Em Junho de 2002, realizou-se em Sevilha uma cimeira da União Europeia para encerrar a Presidência espanhola de seis meses. A organização custou ao governo andaluz um milhão de euros. 4.000 jornalistas eram esperados na cidade e 9.000 agentes das forças de segurança foram mobilizados. Um dos desafios era conter os cerca de 100 mil ativistas que chegariam para protestar. Jornadas Anti-Globalização. O Bloco de Esquerda Português pretendia participar numa manifestação legalmente organizada. Esta missão consistiu em cerca de 200 pessoas. Mas a polícia espanhola, apesar de Schengen, não os deixou atravessar a fronteira. O deputado Francisco Louçã desceu do ônibus em que viajava, pediu à polícia que os deixassem seguir em frente e, no meio da discussão, um policial deu um soco no político. As imagens se espalharam imediatamente e as autoridades políticas de seu país entraram em contato com a vítima.
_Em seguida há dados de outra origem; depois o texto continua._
PR #2037, opened 2019-12-21
Replace `<XSelect>` component with regular `<select>` element

Turbo87:
We've only been using `XSelect` in one specific place and v3 of the addon was causing deprecation warnings due to their use of the `this.$()` API.

Since we were not using any of the more advanced features from `XSelect` it was relatively straight-forward to replace with just a regular `<select>` element.

r? @locks


app/helpers/eq.js
```diff
@@ -0,0 +1,7 @@
+import { helper } from '@ember/component/helper';
```
NullVoxPopuli: it's gonna be so good to have this helper as part of the framework :)

PR #1741, opened 2019-05-08
Fingerprinting SVGs

markcatley:
In the production build all the SVGs are copied into dist/assets without fingerprints. All other assets have fingerprints. Since all files in dist/assets are served with far-future cache headers there would be cache issues if the files were ever updated. This is not major issue as these files are not used in normal operations.

Closes #1575

PR #2045, opened 2019-12-22
Fix an icon link that was generating bad URLs

jtgeibel:
On current staging, but not production, navigating directly to a path
such as `/crates/crate-name` results in a request sent to
`/crates/cargo-835dd6a18132048a52ac569f2615b59d.png` (a 404 response
status).

It appears that the `src` field is now treated as a relative path.
Using an absolute URL works for me locally.

r? @Turbo87

### DIFF
--- a/config/manifest.js
+++ b/config/manifest.js
@@ -11,7 +11,7 @@ module.exports = function(/* environment, appConfig */) {
     theme_color: '#f9f7ec',
     icons: [
       {
-        src: 'cargo.png',
+        src: '/cargo.png',
         sizes: '227x227',
         type: 'image/png',
       },


jtgeibel:
I've pushed this to staging and this issue is gone there.

I've also noticed that navigating directly to a crate or version page results in a spinner in place of the follow button.  For example: https://staging.crates.io/crates/egg-man

Things work after navigating within the app.  It seems no request is sent to the backend endpoint when navigating directly.

Turbo87:
I assume this is related to https://github.com/zonkyio/ember-web-app/pull/144, which got merged in https://github.com/rust-lang/crates.io/pull/2002.

I'm wondering though if this is the correct resolution or if the image actually should be fingerprinted. I'll have a look.

Turbo87:
Since https://zonkyio.github.io/ember-web-app/docs/manifest/available-properties#icons is also using absolute paths I'll go ahead and merge this 👍 

@bors r+

jtgeibel:
@Turbo87 from what I've seen, these files do end up hashed in production.  I think we were good as of #1741, unless we've regressed somewhere.  For instance, `cargo.png` is deployed as https://staging.crates.io/cargo-835dd6a18132048a52ac569f2615b59d.png.

Turbo87:
yep, saw that when I was trying out your branch locally :)

PR #2046, opened 2019-12-22
Remove some unnecessary eslint overrides

jtgeibel:
I was experimenting with the eslint setup, and it appears that some lint overrides are no longer needed.

This PR removes all results for `git grep "eslint-disable "` and removes some overrides in `.template-lintrc.js`.  There are 10 remaining needed `eslint-disable-next-line` usages.

r? @Turbo87


Turbo87:
nice, thanks! 

@bors r+

Issue #2030, opened 2019-12-20
Running locally (for testing) requires setting GIT_REPO_URL


bruceadams:
Running the `background-worker` locally fails to find the local index git repo, like this:

```bash
$ cargo run --bin background-worker
    Finished dev [unoptimized + debuginfo] target(s) in 0.25s
     Running `target/debug/background-worker`
Booting runner
Using local uploader, crate files will be in the local_uploads directory
Cloning index
thread 'main' panicked at 'Failed to clone index: Error { code: -1, klass: 2, message: "failed to resolve path \'file://./tmp/index-bare\': No such file or directory" }', src/libcore/result.rs:1165:5
note: run with `RUST_BACKTRACE=1` environment variable to display a backtrace.
```

A workaround, described in https://github.com/rust-lang/crates.io/pull/1996#issuecomment-567920787, is to define GIT_REPO_URL to the correct, absolute path on the local machine, like this:

```bash
$ GIT_REPO_URL=file:///Users/bruce/github/crates.io/tmp/index-bare cargo run --bin background-worker
    Finished dev [unoptimized + debuginfo] target(s) in 0.27s
     Running `target/debug/background-worker`
Booting runner
Using local uploader, crate files will be in the local_uploads directory
Cloning index
Runner booted, running jobs
```

Ideally, this would manage to _just work_ using relative paths.

carols10cents:
Closing because #2051 was merged; looks like the auto-close stuff didn't work for some reason?

smarnach:
The PR stated

> This fixes issue #2030

GitHub only looks at the word immediately before the bug number to see whether it's [one of the trigger words](https://help.github.com/en/github/managing-your-work-on-github/closing-issues-using-keywords#about-issue-references), but "issue" isn't one of them.

bruceadams:
Oops! I guess I don't speak Github very well. 🙊

PR #2051, opened 2019-12-22
Use absolute path for GIT_REPO_URL file:// URL

bruceadams:
file:// URLs do not support relative paths. This change uses $PWD to make an absolute path based on where the user is running Crates on their local machine.

This fixes issue #2030

### DIFF
--- a/.env.sample
+++ b/.env.sample
@@ -6,7 +6,7 @@ export DATABASE_URL=
 # If you are running a mirror of crates.io, uncomment this line.
 # export MIRROR=1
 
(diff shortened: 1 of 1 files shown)


smarnach:
Thanks for the fix! I wasn't sure whether environment variables are expanded during processing of `.env` (it's not executed by the shell after all), but apparently this works fine.

A `file:` URL including the scheme does not support relative paths, but the `git2` crate could reasonably accept a relative path without the scheme (like `"tmp/index-bare"`) and interpret it as a relative file path (like the `git` command-line client does), but it doesn't.

@bors r+

PR #2057, opened 2019-12-23
Fix frontend test issues

carols10cents:
This fixes frontend test problems *uncovered* by Percy, but hopefully no longer *impacted* by Percy problems 🤞 

r? @jtgeibel

### DIFF
--- a/app/templates/search.hbs
+++ b/app/templates/search.hbs
@@ -79,17 +79,17 @@
     {{/each}}
   </div>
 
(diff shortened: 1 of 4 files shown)


carols10cents:
One of the percy values is expected, the other is because it looks like the Azure badge changed the text when you aren't actually using Azure 🤣

jtgeibel:
LGTM!

@bors r+

Issue #2059, opened 2019-12-23
Tracking issue: Gate bors on GH Actions instead of Travis


jtgeibel:
This is a tracking issue for the proposal to gate bors on GH Actions instead of Travis.

Implementation:
- [ ] Change bors configuration

Open issues:
* [x] `panicked at 'Could not run jobs: NoMessageReceived'` - Backtraces enabled in #2058 so we can begin to debug
* Caching behavior isn't always reliable
  * [x] Some builds fail to get the cargo bin cache and have to compile `diesel_cli` in order to setup the database.
  * [x] Unclear if we should be caching compilers at all, although it would be nice to avoid downloading compilers from upstream for every build.  See docs added in #2058.
  * [x] Many builds seem to recompile lots of dependencies, even though the cache of `target/` was restored and `Cargo.lock` hasn't changed. [I think this was resolved in #2532]
* [x] bors needs a single job to gate on.  Currently on Travis, we ignore failures on the nightly channel.  With our current `end-success` job on GH Actions, failures caused by a nightly regression will block us from merging any PRs.
* [x] If a single job fails, GH only offers the ability to restart the entire workflow.  When this happens, the old `end-failure` job remains in the UI with a red X, but it's not clear to me yet if that would cause bors to also fail a retry. **Update:** I haven't seen this in a while, this may be resolved. 
* [x] I've seen an occasional failure on the frontend with `Error: Browser failed to connect within 30s. testem.js not loaded?`  See [this build](https://github.com/rust-lang/crates.io/commit/8b1536854a604c5673da2086a959ceb980457623/checks?check_suite_id=417610695) for an example.  I don't recall ever seeing this occur on Travis. - timeout bumped to 120 seconds in #2158
* [x] Over in #2184 it appears that GH Actions may have issues displaying the correct build status badge, since `master` builds show up under `auto` because the builds are against the same commit hash. - #2059 

Alternatives:

* Do nothing, we continue to gate bors on Travis instead of switching to GH Actions.

Turbo87:
We currently have an issue with the GitHub Action for Rust nightly failing CI. In Travis we have set that job to be allowed to fail, but there does not seem to be a corresponding option in GitHub Actions.

I guess this makes the switch for bors from Travis to GitHub Actions a little more complicated 🤔

jtgeibel:
I've updated the issue with a few other things I've seen and closed out things I think we've resolved.

[...]

PR #2060, opened 2019-12-23
CI: Enable GH Actions on master branch

jtgeibel:
Based on the documented cache [restrictions], pull reqeusts are failing
to access the cache.  One solution is to alway build on master, because
all builds should be able to access caches created by the default
branch.

r? @jtgeibel

[restrictions]: https://help.github.com/en/actions/automating-your-workflow-with-github-actions/caching-dependencies-to-speed-up-workflows#restrictions-for-accessing-a-cache

### DIFF
--- a/.github/workflows/ci.yml
+++ b/.github/workflows/ci.yml
@@ -4,6 +4,7 @@ on:
   push:
     branches:
       - auto
+      - master
       - try
 
   pull_request:


jtgeibel:
I'm going to r+ my own PR, because I'd like to land this ASAP.  I don't really see any obvious alternatives, and we can always drop it if we find a better long-term solution.

cc #2059 

@bors r+

PR #2700, opened 2020-08-16
Set the default r2d2::Pool::max_size to 3

paolobarbolini:
While working locally with the crates.io backend I got stuck for some time. Requests to `/api/v1/crates/new` would hang for 30 seconds and then a 500 error would be returned. The error was from r2d2, which timed out while trying to acquire a database connection from the pool. I finally figured out the default max pool size had been set to 1. Strangely this seems to have been this way for 3 years now, so I don't know if I'm doing something wrong here, but this fixed the issue for me.


smarnach:
I think locally you run only a single thread by default, so you shouldn't need more than one DB connection at a time? I'm not really sure about this, but there is no harm in increasing this number, in particular since it has caused problems for you.

@bors r+

Issue #2619, opened 2020-07-10
Deprecation of GitHub teams API URL format that we use


jtgeibel:
While investigating #2617, I noticed a response header linking to this blog post about [deprecation of the API URL we are using](https://developer.github.com/changes/2020-01-21-moving-the-team-api-endpoints/). It looks like we have until February 1st, 2021 to migrate to the new API path.

* [Legacy URL](https://docs.github.com/en/rest/reference/teams#get-team-membership-for-a-user-legacy) - here is [our existing usage](https://github.com/rust-lang/crates.io/blob/3dbbcb0c15f529a39fcbf5d6e95a686b439489e5/src/models/team.rs#L223) of that API.
* [New API, scoped by org](https://developer.github.com/v3/teams/members/#get-team-membership-for-a-user)

There are 2 forms of the new URL. The slug version `GET /orgs/:org/teams/:team_slug/memberships/:username` uses the org and team slugs, which we currently store in the database as `teams.login` in the form `github:org:team`. However my understanding is that with this format we'll probably also want to issue a separate API call to ensure `teams.github_id` matches the current team.

For the id based format, `GET /organizations/:org_id/team/:team_id/memberships/:username`, I don't believe that we currently track the `org_id` anywhere. Perhaps we could start tracking this and use the existing API (before it goes away) to backfill all the `org_id`s in the database.

thiagoarrais:
I'd like to tackle this in case anyone else isn't trying already. I can dedicate some time on an off over the coming weeks. I'm sure it's doable before the deprecation date.

I think I'll start by writing a PR for collecting the org_id when the teams are inserted into the database. Then we can work on backfilling the existing teams. Is that ok?

StylusEater:
@thiagoarrais I'm happy to work on this with you. I too planned to start work on it. Let me know your thoughts. I'm located in US/Eastern and could work with you over Discord this weekend.

thiagoarrais:
Nice, StylusEater. I can't work on the weekends, though. Maybe we can work together but asynchronously?

Anyway, I've opened a [(draft) PR for the initial change](https://github.com/rust-lang/crates.io/pull/2725). I'd really love to get some feedback on it. Tests are failing locally, but I'm not sure if this isn't a configuration issue.

Another possible course of action you can take is writing the backfill procedure based on this PR.

thiagoarrais:
Quick update:

[...]

PR #2725, opened 2020-08-28
Start collecting organization IDs for teams

thiagoarrais:
This is an initial change for fixing #2619. It records the extra parameter needed by the new API endpoint whenever a team owner is added to a crate.

We can't currently change the `team_with_gh_id_contains_user` function since the database doesn't hold the org_id for the old teams. For that we'll need to backfill the org_id (probably by using the deprecated [`/teams/{team_id}`](https://docs.github.com/en/rest/reference/teams#get-a-team-legacy) endpoint). After all org_ids are in place, a future PR can do that.


thiagoarrais:
Rebased to current master.

jtgeibel:
Thanks @thiagoarrais, looks great to me! I've tested this in my staging area and the newly created team included the `org_id` as expected.

@bors r+

PR #2726, opened 2020-08-29
Save lockfile state after running `npm install`

jtgeibel:
I think this is the first time I've run `npm install` locally since the switch to Renovate, but I'm not certain where this drift came from.

r? @Turbo87

### DIFF
--- a/package-lock.json
+++ b/package-lock.json
@@ -4638,7 +4638,8 @@
     "array-equal": {
       "version": "1.0.0",
       "resolved": "https://registry.npmjs.org/array-equal/-/array-equal-1.0.0.tgz",
-      "integrity": "sha1-jCpe8kcv2ep0KwTHenUJO6J1fJM="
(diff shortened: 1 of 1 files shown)


Turbo87:
hmm... interesting. what npm version are you running locally? maybe that could be causing the diff 🤔

jtgeibel:
I've been running node 14.x since April, but this is the first I've ended up with local changes. I'm currently on node v14.9.0 and npm 6.14.8. (The latest LTS release, node 12.8.3, appears to come with npm 6.14.6, so no much difference there.)

Turbo87:
strange. OTOH I've found several issues where people were complaining about similar issues (`dev` flags changing between `npm install` runs). never had any such issues with yarn so far. I'll see if npm has something similar to `yarn install --frozen-lockfile`.

I'll merge this for now and keep monitoring it.

@bors r+

PR #2727, opened 2020-08-29
Address new clippy suggestion

jtgeibel:
r? @JohnTitor


Turbo87 (approved):
I assume this is better because it doesn't cause a `Vec` allocation?

jtgeibel:
Yeah, I think that is the intent of the lint. The lint is `clippy::needless_collect` which looks like it landed in late 2018, so I think it is now detecting a new variation. Performance of this test though is clearly not a concern.

Turbo87:
yeah, makes sense. feel free to r=@Turbo87 if you want.

PR #2728, opened 2020-08-29
Bump to latest stable rustc and add some #[track_caller]

jtgeibel:
This should improve diagnostics of test failures. The attribute was added to one non-test function, `env()`.

r? @JohnTitor


JohnTitor (approved):
Looks good!

PR #2751, opened 2020-09-05
Fix mismatch in crate versions between pages

### LINKED ISSUE #2710: Crate version in search results doesn't match version on crate page
See for example with `clap`:

## Search Results

image

## /crates/clap

image

The version on the search page is a beta, while the version on the crate page (/crates/clap) is the latest stable release.

camelid:
Fixes #2710.

For example with `clap`, in the search results (/search?q=clap) the
crate version was shown as `3.0.0-beta.1`, whereas on the crate's page
(/crates/clap) it was shown as `2.33.3`.

The issue was that the search results were showing the *maximum* version,
not the newest version, which I believe is what the crate page was
showing.

Also added a missing "the" in a hover title.

---

@rustbot modify labels: A-frontend A-versions C-bug

### DIFF
--- a/app/components/crate-row.hbs
+++ b/app/components/crate-row.hbs
@@ -9,8 +9,8 @@
       >
         {{ @crate.name }}
       </LinkTo>
-      <span local-class="version" data-test-version>v{{@crate.max_version}}</span>
-      <CrateTomlCopy @copyText='{{@crate.name}} = "{{@crate.max_version}}"' @inline={{true}} local-class="copy-button" />
+      <span local-class="version" data-test-version>v{{@crate.newest_version}}</span>
+      <CrateTomlCopy @copyText='{{@crate.name}} = "{{@crate.newest_version}}"' @inline={{true}} local-class="copy-button" />
     </div>
     <div local-class="description" data-test-description>
       {{ truncate-text @crate.description }}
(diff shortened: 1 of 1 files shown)


camelid:
I'm new to both Ember and working on crates.io, so I would appreciate it if you could make sure that I'm understanding the crates.io versioning models correctly!

camelid:
The version template which represents the crate page (/crates/clap) seems to be referencing an attribute on the controller called `currentVersion` which is an alias for `model.version`, but I could only find `max_version` and `newest_version` in the `crate` model:

https://github.com/rust-lang/crates.io/blob/e308ecfceab4727efb59a55f6888531025812781/app/models/crate.js#L11-L12

app/components/crate-row.hbs
```diff
@@ -28,7 +28,7 @@
     <div local-class="updated-at" >
       {{svg-jar "latest-updates" height="32" width="32"}}
       <span>
-        <abbr title="The last time crate was updated">Updated:</abbr>
+        <abbr title="The last time the crate was updated">Updated:</abbr>
```
camelid, line 31: Or this maybe to match the other hover titles?

```suggestion
        <abbr title="Last time crate was updated">Updated:</abbr>
```

camelid:
It looks like there's still a version display mismatch with `inkwell`:

image

image

camelid:
So this probably shouldn't be `newest_version`, it should be whatever the crate page is using. Does the crate page display the maximum version that's not alpha/beta/etc.?

PR #2760, opened 2020-09-09
Log `in_flight_total` when the request count exceeds a threshold

jtgeibel:
The parent of this PR is what is currently deployed so we should be able to merge this and deploy `843a975` (not the merge commit) without deploying untested changes on master.

r? @pietroalbini

### DIFF
--- a/src/bin/server.rs
+++ b/src/bin/server.rs
@@ -55,7 +55,9 @@ fn main() -> Result<(), Box<dyn std::error::Error>> {
             if config.env == Env::Development {
                 5
             } else {
-                50
+                // A large default because this can be easily changed via env and in production we
+                // want the logging middleware to accurately record the start time.
+                500
             }
         });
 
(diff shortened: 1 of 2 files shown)


src/bin/server.rs
```diff
@@ -55,7 +55,9 @@ fn main() -> Result<(), Box<dyn std::error::Error>> {
             if config.env == Env::Development {
                 5
             } else {
-                50
+                // A large default because this can be easily changed via env and in production we
+                // want the logging middleware to accurately record the start time.
```
jtgeibel, line 59: Medium term, we can capture the request start time in either the `conduit-hyper` or `civet` server and add it to the request extensions.

Longer term, we can support async middleware that runs before the current sync middleware. This would allow us to drop the thread count, but I don't really expect issues with high thread counts. I don't think there is a ton of work to make this happen, but low priority.

PR #2782, opened 2020-09-11
Cargo.toml: Sort dependencies alphabetically

Turbo87:
Having the dependencies arbitrarily grouped makes it hard to know where to put new dependencies. This PR sorts them alphabetically, which should resolve the problem.

r? @jtgeibel

### DIFF
--- a/Cargo.toml
+++ b/Cargo.toml
@@ -35,6 +35,7 @@ cargo-registry-s3 = { path = "src/s3", version = "0.2.0" }
 chrono = { version = "0.4.0", features = ["serde"] }
 civet = "0.12.0-alpha.4"
 comrak = { version = "0.8", default-features = false }
+
 conduit = "0.9.0-alpha.3"
 conduit-conditional-get = "0.9.0-alpha.3"
 conduit-cookie = "0.9.0-alpha.4"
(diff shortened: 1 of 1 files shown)


JohnTitor (commented):
If the current is not separated by any intention, it feels like a reasonable change. But I'd like to add some break lines. For instance, the conduit-* crates should be separated by break lines so that we can find them easily.

Turbo87:
> the conduit-* crates should be separated by break lines so that we can find them easily

isn't that solved already by sorting the deps alphabetically? 🤔

JohnTitor:
> isn't that solved already by sorting the deps alphabetically? 🤔


Nah, this removes the blank lines.

Turbo87:
yeah, my point is: if the deps are sorted alphabetically, then finding the conduit crates is already pretty easy and we don't need this grouping via empty lines anymore 😉

JohnTitor:
> if the deps are sorted alphabetically, then finding the conduit crates is already pretty easy and we don't need this grouping via empty lines anymore

Hm I don't think so, they are definitely helpful for me.

Turbo87:
@JohnTitor I've added blank lines around the `conduit` crates :)

JohnTitor (approved):
Thanks, now it looks better to me! I'd like to defer to Justin's decision then.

Por que o incidente foi amplamente divulgado pela mídia portuguesa, enquanto na Espanha mal ouvimos falar dele? Se ambos estavam envolvidos, por que em um país e não em outro?
Em Portugal, os presidentes ou chefes de gabinete chamam o eleito porque a relação entre as instituições e os cidadãos é mais intensa. Esta é a categoria que Robert M. Fishman faz da anedota de um dos livros mais interessantes que li nos últimos anos sobre a qualidade da democracia na Espanha. A edição original de Prática democrática e inclusão foi publicado pela Oxford Press há alguns anos. Agora seu próprio autor o traduziu para o espanhol. Fishman — um médico de Yale — é um cientista social de grande prestígio. Desde 1990, um dos principais objetos de estudo deste Professor Carlos III tem sido as transições da ditadura para a democracia no sul da Europa. Sua nova monografia, após décadas de pesquisa, visa conceituar a diferença e suas consequências na tomada de decisão.
A primeira pedra da reflexão é uma concepção da qualidade da democracia que valorize aspectos que vão além do Estado de Direito. “Os países democráticos diferem uns dos outros porque as forças políticas mais influentes convidam todos os atores a participar da conversa reconhecida sobre democracia ou, inversamente, erguem barreiras de fato à participação significativa de estranhos questões políticas ou sociais em importantes debates e processos políticos”. E a hipótese de Fishman é que a diferença entre Espanha e Portugal neste ponto se deve à forma diferente como acederam à democracia, condicionando a sua capacidade de inclusão. Se no país vizinho a ditadura caiu após o colapso do Estado causado por um movimento revolucionário de média gerência, no nosso caso o regime foi bloqueado, mas foram as elites do regime que empreenderam a democratização e assim fixaram seus limites.
Cada um dos dois processos é descrito sinteticamente no livro e seu objetivo é determinar a cultura política que se consolidou a partir de uma ruptura que problematizou as hierarquias ou de uma reforma que as manteve. “As estruturas culturais historicamente incorporadas que moldam a relação entre os titulares de cargos institucionais e os movimentos de protesto têm fortes consequências materiais.” Essa hipótese de Fishman merece um debate honesto, sem preconceitos, porque oferece explicações convincentes para a compreensão de algumas das questões subjacentes de nossa política. Da relação com a nossa memória colectiva, passando pela cronificação do desemprego, pela robustez do Estado-Providência, pela resposta às crises económicas ou pela crescente dificuldade em reorganizar o Estado composto que somos.
Autor: Robert M. Fishman.
Editorial: Catarata, 2021.
Formato: brochura (286 páginas, 19,50 euros).